这是我送你防身的,我给它起名叫雪狐针,雪是雪儿的雪。雪儿,我希望你快乐,你明白吗?
当然明白啊,只要你在身旁,我就一定快乐。
立青欲言又止,那张嘴张了又闭。
这是那只狐狸尾毛做的?
我找了千年的寒冰进行淬练,看见它的寒气没有?就算是练过金钟罩铁布衫的人,这针的杀伤力也丝毫不减。而且这针极小,小到阳光下,肉眼很难看见它的存在,说它来无影、去无踪都是可以的。
吹!
有胆你来当靶?!
还是让我射你吧。
你来追我啊,追到就给你射。立青的轻功又精进不少。
小样,看我把你当只小鸟样的射下来。
不知不觉中太阳偏了西,与往常一样立青说了句改天再练,可他马上又补了句明天我要走了。

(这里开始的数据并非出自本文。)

PR #7576, opened 2023-11-17
feat(api): add `ibis.range` function for generating sequences

### LINKED ISSUE #7169: feat: `ibis.range` (or similar) API for generating sequences

Not related to a problem.

Many of our backends support generating a range of numbers as an array. We should support that ibis.

Here are the mappings and a few details:

- BigQuery: [`GENERATE_ARRAY`](https://cloud.google.com/bigquery/docs/reference/standard-sql/array_functions#generate_array)
- ClickHouse: [`numbers`](https://clickhouse.com/docs/en/sql-reference/table-functions/numbers)
- DataFusion: ?
- Druid: ?
- DuckDB: [`range`](https://duckdb.org/docs/sql/functions/nested.html#range-functions)
- Flink: ?
- Impala: ?
- Polars: ?
- Postgres: [`generate_series`](https://www.postgresql.org/docs/current/functions-srf.html) (returns rows, but can be wrapped in `array(select generate_series(...))`
- PySpark: [`sequence`](https://spark.apache.org/docs/latest/api/python/reference/pyspark.sql/api/pyspark.sql.functions.sequence.html)
- Snowflake: [`ARRAY_GENERATE_RANGE`](https://docs.snowflake.com/en/sql-reference/functions/array_generate_range)
- Trino: `sequence`, list on https://trino.io/docs/current/functions/array.html#array-functions

`master`

N/A

### Code of Conduct

cpcloud:
Adds an `ibis.range` API for generating sequences. This cannot yet be used with `ibis.read_parquet` et al. That will be done in a follow-up.

Closes #7169.

Backend support:

- [x] BigQuery
- [x] ClickHouse
- [x] DuckDB
- [x] Polars
- [x] Postgres
- [x] PySpark
- [x] Snowflake
- [x] Trino

Follow-ups:

- date range
- timestamp range
- decimal range
- floating range

### DIFF
--- a/ibis/expr/api.py
+++ b/ibis/expr/api.py
@@ -2,6 +2,7 @@
 
 from __future__ import annotations
 
+import builtins
 import datetime
 import functools
 import numbers
@@ -143,6 +144,7 @@ __all__ = (
     "parse_sql",
     "pi",
     "random",
+    "range",
     "range_window",
     "read_csv",
     "read_delta",
@@ -471,7 +473,7 @@ def _memtable_from_dataframe(
         newcols = getattr(
             schema,
             "names",
-            (f"col{i:d}" for i in range(len(cols))),
+            (f"col{i:d}" for i in builtins.range(len(cols))),
         )
         df = df.rename(columns=dict(zip(cols, newcols)))
     op = ops.InMemoryTable(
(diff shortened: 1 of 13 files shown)


cpcloud:
cc @alexander-beedie There are some panics for certain somewhat pathological inputs to `pl.int_ranges`:

```python
pl.int_ranges(0, -7, eager=True)  # python returns an empty range here
pl.int_ranges(7, -7, eager=True)  # python returns an empty range here
pl.int_ranges(7, 0, eager=True)  # python returns an empty range here
pl.int_ranges(10, 0, -1, eager=True)  # any valid negative step seems to overflow
```

alexander-beedie:
> cc @alexander-beedie There are some panics for certain somewhat pathological inputs to `pl.int_ranges`:

[Fixed](https://github.com/pola-rs/polars/pull/12548); thanks for the heads-up  ;)

ibis/expr/api.py
```diff
@@ -1947,6 +1949,102 @@ def watermark(time_col: str, allowed_delay: ir.IntervalScalar) -> Watermark:
...
+    │       1 │
+    │       2 │
+    │       3 │
+    │       4 │
+    └─────────┘
+    """
+    raise NotImplementedError()
+
+
+@range.register(int)
```
kszucs, line 2033: Shouldn't this return with an array literal instead?

ibis/expr/operations/arrays.py
```diff
@@ -186,3 +186,18 @@ def dtype(self):
                 }
             )
         )
+
+
+class Range(Value):
```
kszucs, line 191: I assume this base class is for the follow-up range implementations.

cpcloud: Yep!

ibis/expr/operations/relations.py
```diff
@@ -495,7 +494,7 @@ def _projection(self):
 @public
 class DummyTable(Relation):
     # TODO(kszucs): verify that it has at least one element: Length(at_least=1)
-    values: VarTuple[Value[dt.Any, ds.Scalar]]
+    values: VarTuple[Value[dt.Any]]
```
kszucs, line 497: Why is this change required?

BTW the original could be spelled as `VarTuple[Scalar]`

cpcloud: Otherwise it's not possible to write `ibis.range(n).unnest()`. I need to be able to create a table from an unnested array without existing base relations, and `unnest(x)` is `ds.Columnar`.

ibis/expr/api.py
cpcloud: Why? It's perfectly fine to run `ibis.range(start, stop)` where `start` and `stop` are arbitrary integer expressions.

kszucs: Ohh, this is just overloading the first argument. I was thinking of a simplification where all the arguments passed to `ibis.range()` are integers where the result is equivalent with `ibis.literal(range(...))`.

ibis/expr/operations/relations.py
kszucs: Why not converting to table *before* calling unnest?

```py
In [9]: ibis.range(5).as_table()[0].unnest()
Out[9]:
r0 := DummyTable
  IntegerRange(0, 5, 1) array<int8>

IntegerRange(0, 5, 1): Unnest(r0.IntegerRange(0, 5, 1))
```

cpcloud: That UX is not really acceptable though 😂

cpcloud: It's perfectly valid to have column expressions that have no base relation, though it's not particularly common.

ibis/expr/api.py
cpcloud: Sure, but I will not be bending over backwards to make the type annotations more specific, especially since they are correct as is :)

kszucs (approved):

明天?明天立青要走?缘散了吗?没有了立青?我怎么办?我会迷失方向,找不自己的。一种叫做怅然若失的情绪在我心底滋生。
看着立青离我远去,两行清泪滑入口中,很苦,很苦。
一些零零落落的片段在脑海相互纠缠,仿佛已成了定律,我无法面对自己那双沾满血腥的手。

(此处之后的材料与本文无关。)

PR #7577, opened 2023-11-17
chore(deps): specify scipy dependency to allow locking

cpcloud:
This PR addresses an issue with the 1.10.x series of scipy, where we pick up scipy 1.6.1 due to wider python bounds than are supported by scipy. See https://github.com/scipy/scipy/issues/19513 for details, and an extensive discussion in https://github.com/numpy/numpy/issues/24810.


cpcloud:
SciPy is only used transitively, and only in our documentation dependencies, so this should have zero effect on end users as no required or backend-optional dependencies have changed.

cpcloud:
Merging this to alleviate relocking other dependencies!

PR #7579, opened 2023-11-17
docs(sql): emphasize the need to close a `raw_sql` cursor only when using `SELECT` statements

cpcloud:
Based on https://github.com/ibis-project/ibis/discussions/7578, add some related documentation.

### DIFF
--- a/ibis/backends/base/sql/__init__.py
+++ b/ibis/backends/base/sql/__init__.py
@@ -136,12 +136,16 @@ class BaseSQLBackend(BaseBackend):
         ::: {.callout-tip}
         ## Consider using [`.sql`](#ibis.backends.base.sql.BaseSQLBackend.sql) instead
 
-        If your query is a SELECT statement, you should use the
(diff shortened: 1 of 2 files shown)


ibis/backends/base/sql/__init__.py
```diff
@@ -136,12 +136,16 @@ def raw_sql(self, query: str):
...
 
-        If your query is a SELECT statement, you should use the
+        If your query is a `SELECT` statement you can use the
         [backend `.sql`](#ibis.backends.base.sql.BaseSQLBackend.sql) method to avoid
-        having to release the cursor returned from this method manually.
+        having to manually release the cursor returned from this method.
 
-        ::: {.callout-warning collapse="true"}
-        ## The returned cursor object must be **manually released** if you use `raw_sql`.
+        ::: {.callout-warning}
```
cpcloud, line 143: I removed the collapse so that the SELECT/DDL distinction is more visible.

gforsyth (approved):
docs!  this looks good.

每次杀过人后我就喜欢这样,让自己陷入这种类似上瘾的回忆中。童年的记忆,让我知道自己曾经是个善良、单纯的小女孩,那些回忆令我沉醉,却又让我心痛难忍。
师傅说过快乐很简单,只需要拿出一点点勇气去忘记一些不舍的过去,时间久了,感情就淡了。可是师傅她不能理解,我的快乐就是回忆,如果连那些回忆都没有了,我活着还有什么意思?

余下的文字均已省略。